LEX LOCI: A Survey of New Hampshire Supreme Court Decisions


A very significant decision for municipalities and charitable organizations alike was the Court's fascinating opinion in Town of Peterborough v. The MacDowell Colony, Inc., opinion issued March 14, 2008. Before the Court was the increasingly frequently encountered issue of whether a particular charitable organization qualifies for a property tax exemption under RSA 72:23,V. The trial court had ruled that the charity, the renowned MacDowell Colony, was entitled to a property tax exemption and the Supreme Court affirmed the lower court's decision. Interestingly, the Court issued two separate opinions, both ruling in favor of the charity. In the first, authored by Justice Hicks and joined by Chief Justice Broderick and Judge Galway, the Court rejected the town's claim that MacDowell was not a public charitable organization because the creative artists who gained access to the property in Peterborough were not a substantial and a definite segment of the general public, or that any art was not required to be produced by the artist residents, or that the admission procedures gave the charity total discretion over who would receive its benefits. The majority opinion also went on to reject the town's vigorous argument that since only one New Hampshire resident was an artist in residence during the tax year involved, New Hampshire residents were not generally benefited. Rather the court majority adopted a sweeping view of the term "general public" as used in the statute, RSA 72:23-l:

We find it implicit that the term "general public" automatically includes residents of New Hampshire. Accordingly, a specific inquiry into the organization’s impact of New Hampshire residents is necessary only when the organization serves a narrower population that the general public, i.e, in the statute’s words, "a substantial and indefinite segment of the general public." . . . As we have concluded that MacDowell’s public service advances the intellectual well-being of the general public, we need not undertake a more specific inquiry.

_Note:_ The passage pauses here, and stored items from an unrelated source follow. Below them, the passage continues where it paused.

PR #637, opened 2015-10-23
Unlimited signatories on certificate

mhoeber:
## DOC-2347

Minor change to allow unlimited signatories on certificate
### Date Needed:  10/26/15

Not to merge until SOL-1312 is in a release

Reviewers
- [ ] Subject matter expert: @mattdrayer 
- [x] Doc team review (dev edit): @lamagnifica 
### Testing
### Post-review
- [ ] Update change log
- [ ] Squash commits

### DIFF
--- a/en_us/shared/building_and_running_chapters/building_course/creating_course_certificates.rst
+++ b/en_us/shared/building_and_running_chapters/building_course/creating_course_certificates.rst
@@ -68,6 +68,7 @@ course.
 
 #. At the bottom of the page, select **Save Changes**.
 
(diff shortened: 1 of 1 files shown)


lamagnifica:
:+1: signatory gives me the heebie jeebies, but it looks like that ship has sailed...

mattdrayer:
:+1: 

Just as an FYI, there actually still is a limit of 100 on the number of signatories you can enter, because we felt we still needed a technical boundary even if practically speaking the constraint was unlikely to be encountered.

The majority then moved on to the town’s final argument: that if the art created by resident artists constitutes the required public benefit for a charitable property tax exemption, then the profits from the art must be accounted for. The majority rejected this argument saying that RSA 72:23, V’s prohibition against private inurement applies to the charity McDowell, not the resident artists.

The concurrence offered by Justice Dalianis in which Justice Duggan joined, agreed that the MacDonald Colony was entitled to a tax exemption but held that the "sole issue in this appeal, broadly speaking, is whether MacDowell is a charitable organization." The concurrence then turned to a broad definition of "charitable purposes" found both in statutory law and in common law and would hold that,

Generally, charitable purposes fall into the following categories: (1) relieving poverty; (2) promoting health; (3) advancing education; (4) aiding religion; (5) providing governmental or municipal facilities and services; and (6) other purposes that are beneficial to the community [citing to the Restatement (Third) of Trusts, § 28 (2003)].

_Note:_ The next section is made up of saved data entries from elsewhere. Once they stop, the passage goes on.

PR #659, opened 2015-10-30
Spell check, standards check, let the spacing changes happen.

lamagnifica:
@srpearce @catong 

is this super painful to review? should I do this for other guides? I figured I’d do the Install guide as a trial. It took about an hour to go through 30+ files, then review time…


en_us/install_operations/source/configuration/enable_certificates.rst
```diff
@@ -173,25 +168,26 @@ for eligible learners.
...
-     flag so that the certificate generation service contacts the lms on http instead of
-     https.
-
-3. View the certificate generation status for a course using ``gen_cert_report``. For example,
+
+   .. Note::
+     If the LMS is running on a server that does not have https support (such
+     as a locally run fullstack for testing) you will need to use the
+     ``--insecure`` flag so that the certificate generation service contacts
+     the lms on http instead of https.
```
catong: Add "on" in front of "https": "...contacts the lms on http instead of on https."

en_us/install_operations/source/mobile.rst
```diff
@@ -161,10 +164,10 @@ The procedures that follow assume that you have obtained an application ID,
 REST API key, and client key from Parse.
 
 ============================================
-Enable Push Notification on the Server  
+Enable Push Notification on the Server
```
catong, line 167: Should this be "Push Notifications" (plural)? It reads strangely otherwise.

catong:
@lamagnifica Not too difficult to review at all, esp. with the Split view. Thanks for doing this; I agree with all the changes, left a couple of small comments/questions. :+1:

en_us/install_operations/source/mobile.rst
lamagnifica, line 167: I agree, it seems awkward @catong. My recollection from convos with Lou is that the mobile feature is widely known as "push" or "push notification" (there are other types of notification as well). While it enables you to send (push) individual messages out to people who have your app installed, this doesn't enable the individual messages, but the entire feature... at least, that's how I tried to convince myself that this would read ok to the target audience of developers...

catong, line 167: @lamagnifica Yah, I can see your point. However, the configuration setting is actually named "PUSH_NOTIFICATIONS" so there is an argument for the plural :-)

The concurrence looked to MacDowell's articles of incorporation which sets forth its charitable purposes and would find that MacDowell's purposes fall into the third general category of charitable purposes, that of advancing education. This case has been closely followed by both municipal lawyers and attorneys for charitable organizations. To the author, the fine distinctions between the two opinions were not very clearly demarcated. It seems to signal a clear loss to municipalities which, cash-strapped, are increasingly contesting charitable exemption status requests.

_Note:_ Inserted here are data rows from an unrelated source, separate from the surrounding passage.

PR #667, opened 2015-11-03
Remove unused certificate file

mhoeber:
@catong


catong:
If I am reading correctly, the file that is actually used in the Learner's Guide is SFD_certificates.rst, and replaces this file that we are deleting here.

catong:
:+1:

A case which well illustrates the leakiness, in New Hampshire, of a "personal liability umbrella policy" issued by an insurance company which, in the Supreme Court's words, made the insurer seemingly broadly "liable to defend, and potentially indemnify, the insured for an accident resulting in bodily injury, or the insured's commission of an offense resulting in personal injury." This insurance coverage protection seems to be pretty extensive but, as a result of the New Hampshire Supreme Court's decision in State Farm Insurance Company v. Bruns, opinion issued February 13, 2008, the umbrella policy protection provided by the insured's policy was left in tatters. Or better said, the umbrella, after the Court's analysis of the policy, consisted simply of the ribs with no cloth protection remaining.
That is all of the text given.